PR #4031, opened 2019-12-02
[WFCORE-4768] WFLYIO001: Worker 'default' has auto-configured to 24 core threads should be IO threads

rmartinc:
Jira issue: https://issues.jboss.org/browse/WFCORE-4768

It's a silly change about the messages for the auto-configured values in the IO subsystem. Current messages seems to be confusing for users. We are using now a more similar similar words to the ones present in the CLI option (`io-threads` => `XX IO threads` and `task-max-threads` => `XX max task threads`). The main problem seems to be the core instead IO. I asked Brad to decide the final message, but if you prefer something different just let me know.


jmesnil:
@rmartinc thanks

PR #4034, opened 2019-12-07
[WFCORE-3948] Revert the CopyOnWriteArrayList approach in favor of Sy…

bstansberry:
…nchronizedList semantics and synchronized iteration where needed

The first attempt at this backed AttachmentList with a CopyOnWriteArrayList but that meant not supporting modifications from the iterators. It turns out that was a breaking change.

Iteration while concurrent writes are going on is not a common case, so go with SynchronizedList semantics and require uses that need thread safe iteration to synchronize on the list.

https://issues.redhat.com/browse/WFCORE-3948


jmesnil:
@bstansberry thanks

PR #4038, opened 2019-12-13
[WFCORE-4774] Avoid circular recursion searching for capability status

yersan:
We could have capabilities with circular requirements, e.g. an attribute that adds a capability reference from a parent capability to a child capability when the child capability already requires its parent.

★ ★ ★ ★ ★ ★ ★

**EXERCISE DIRECTIONS**
Restate the data word for word. Begin at its first line, end at the line that contains "PR #4038, opened 2019-12-13", and include both.

**WRITTEN ANSWER**
PR #4031, opened 2019-12-02
[WFCORE-4768] WFLYIO001: Worker 'default' has auto-configured to 24 core threads should be IO threads

rmartinc:
Jira issue: https://issues.jboss.org/browse/WFCORE-4768

It's a silly change about the messages for the auto-configured values in the IO subsystem. Current messages seems to be confusing for users. We are using now a more similar similar words to the ones present in the CLI option (`io-threads` => `XX IO threads` and `task-max-threads` => `XX max task threads`). The main problem seems to be the core instead IO. I asked Brad to decide the final message, but if you prefer something different just let me know.


jmesnil:
@rmartinc thanks

PR #4034, opened 2019-12-07
[WFCORE-3948] Revert the CopyOnWriteArrayList approach in favor of Sy…

bstansberry:
…nchronizedList semantics and synchronized iteration where needed

The first attempt at this backed AttachmentList with a CopyOnWriteArrayList but that meant not supporting modifications from the iterators. It turns out that was a breaking change.

Iteration while concurrent writes are going on is not a common case, so go with SynchronizedList semantics and require uses that need thread safe iteration to synchronize on the list.

https://issues.redhat.com/browse/WFCORE-3948


jmesnil:
@bstansberry thanks

PR #4038, opened 2019-12-13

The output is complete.